The program consists of two Python scripts. The first builds the model, and the second fulfills the predictions.
- Jira provides an API through which you can download already solved tasks (HHS). Once a day the script is launched and downloads them.
- The downloaded data is converted into signs. First, the data is beaten for training and test data and is fed into the ML model for validation in order to ensure that the quality does not start to fall from start to start. And then the second time the model is trained on all data. The whole process takes about 10 minutes.
- The trained model is saved to the hard disk. I used the dill utility to serialize objects. In addition to the model itself, you must also save all the objects that were used to obtain the signs. This is to get the signs in the same space for new HHS
- Using the same dill, the model is loaded into a prediction script, which runs every 5 minutes.
- Go to Jira for new HHS.
- We get the signs and transfer them to the model, which will return for each HHS class name - the name of the team.
- For the team we find the person in charge and assign him a task through the Jira API. They may be a tester, if a team does not have a tester, then a team leader.

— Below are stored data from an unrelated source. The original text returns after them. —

PR #632, opened 2015-12-11
Adding cell_tree2d (pyugrid)

ocefpaf:
Ping @ChrisBarker-NOAA

### DIFF
--- a/cell_tree2d/bld.bat
+++ b/cell_tree2d/bld.bat
@@ -1,0 +1,2 @@
+"%PYTHON%" setup.py install --single-version-externally-managed --record record.txt
+if errorlevel 1 exit 1
--- a/cell_tree2d/meta.yaml
+++ b/cell_tree2d/meta.yaml
@@ -1,0 +1,35 @@
+package:
+    name: cell_tree2d
+    version: 0.1.1
+
+source:
+    fn: cell_tree2d-0.1.1-1.zip
+    url: https://pypi.python.org/packages/source/c/cell_tree2d/cell_tree2d-0.1.1-1.zip
+    md5: 06f95190c341e9fc6963dbd40274ef98
+
+build:
+    number: 0
+    script: python setup.py install --single-version-externally-managed --record record.txt
+
+requirements:
+    build:
+        - python
+        - setuptools
+        - cython
+        - numpy x.x
+    run:
+        - python
+        - numpy x.x
+
+test:
+    imports:
+        - cell_tree2d
+
+about:
+    home: https://github.com/NOAA-ORR-ERD/cell_tree2d
+    license: Public Domain
+    summary: CellTree data structure as described by Garth and Joy 2010
+
+extra:
+    recipe-maintainers:
+        - ocefpaf


ocefpaf:
@ChrisBarker-NOAA the build worked.  The only testing is the import though.  (We could use something more robust.)

Note that the tag says `v0.1.0` but [setup.py](https://github.com/NOAA-ORR-ERD/cell_tree2d/blob/master/setup.py#L30) says `0.0.1`.

I won't merge this yet because we will need this only when https://github.com/pyugrid/pyugrid/pull/111 gets merged.  I am planning to send a py3k fix before that BTW.

cell_tree2d/build.sh
```diff
@@ -0,0 +1,3 @@
+#!/bin/bash
+
+$PYTHON setup.py install --single-version-externally-managed --record record.txt
```
ChrisBarker-NOAA: I"ve taken to using pip intsead:

pip install .

I'm pretty sure that pip injects setuptools and those flags in, but also ensures that the all the pip-friendly meta-data will be there, now ans in the future.

I **think** that's the "recommended" way to do it now.

(this will also work with packages that are using raw distutils...)

cell_tree2d/run_test.sh
```diff
@@ -0,0 +1,4 @@
+#!/usr/bin/env bash
+
+cd $SRC_DIR
+python setup.py test
```
ChrisBarker-NOAA: OK, now I need to see how you got teset into setup.py -- oddlyl, that's not obvious from the pytest docs....

cell_tree2d/build.sh
ocefpaf: > I've taken to using pip instead:
pip install .

Interesting.  I will try that.  Thanks!

ChrisBarker-NOAA:
note that:

setup.py test

should work, so that could be added to the recipe.

ocefpaf:
Thanks @ChrisBarker-NOAA! I will be submitting the recipe to conda-forge and we can change it there.

ChrisBarker-NOAA:
BTW, we have updated some stuff in cell_tree2d, but it's al clean up of the setup.py and the like, no API or functionality differences, so we're not pushiong a new version to PyPi yet. But if anything is ugly or broken in the build, we can push a new one -- so let us know rather than kludge around it.

ocefpaf:
> so let us know rather than kludge around it.

This PR was already merged and the package binaries are already making its way into http://anaconda.org/IOOS/cell_tree2d/files

ChrisBarker-NOAA:
awesome!

-CHB


On Fri, Mar 4, 2016 at 12:03 PM, Filipe <notifications@github.com> wrote:

> so let us know rather than kludge around it.
>
> This PR was already merged and the package binaries are already making its
> way into http://anaconda.org/IOOS/cell_tree2d/files
>
> —
> Reply to this email directly or view it on GitHub
> <https://github.com/ioos/conda-recipes/pull/632#issuecomment-192442403>.
>



-- 

Christopher Barker, Ph.D.
Oceanographer

Emergency Response Division
NOAA/NOS/OR&R            (206) 526-6959   voice
7600 Sand Point Way NE   (206) 526-6329   fax
Seattle, WA  98115       (206) 526-6317   main reception

Chris.Barker@noaa.gov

To make the program easy to deploy and have the same versions of libraries as during development, scripts are packaged in a Docker container.
As a result, we have automated the routine process. The accuracy of 76% is not too big, but in this case the misses are not critical. All tasks find their performers, and the most important thing is that for this you no longer need to be distracted several times a day in order to delve into the essence of the tasks and look for those responsible. Everything works automatically! Hooray!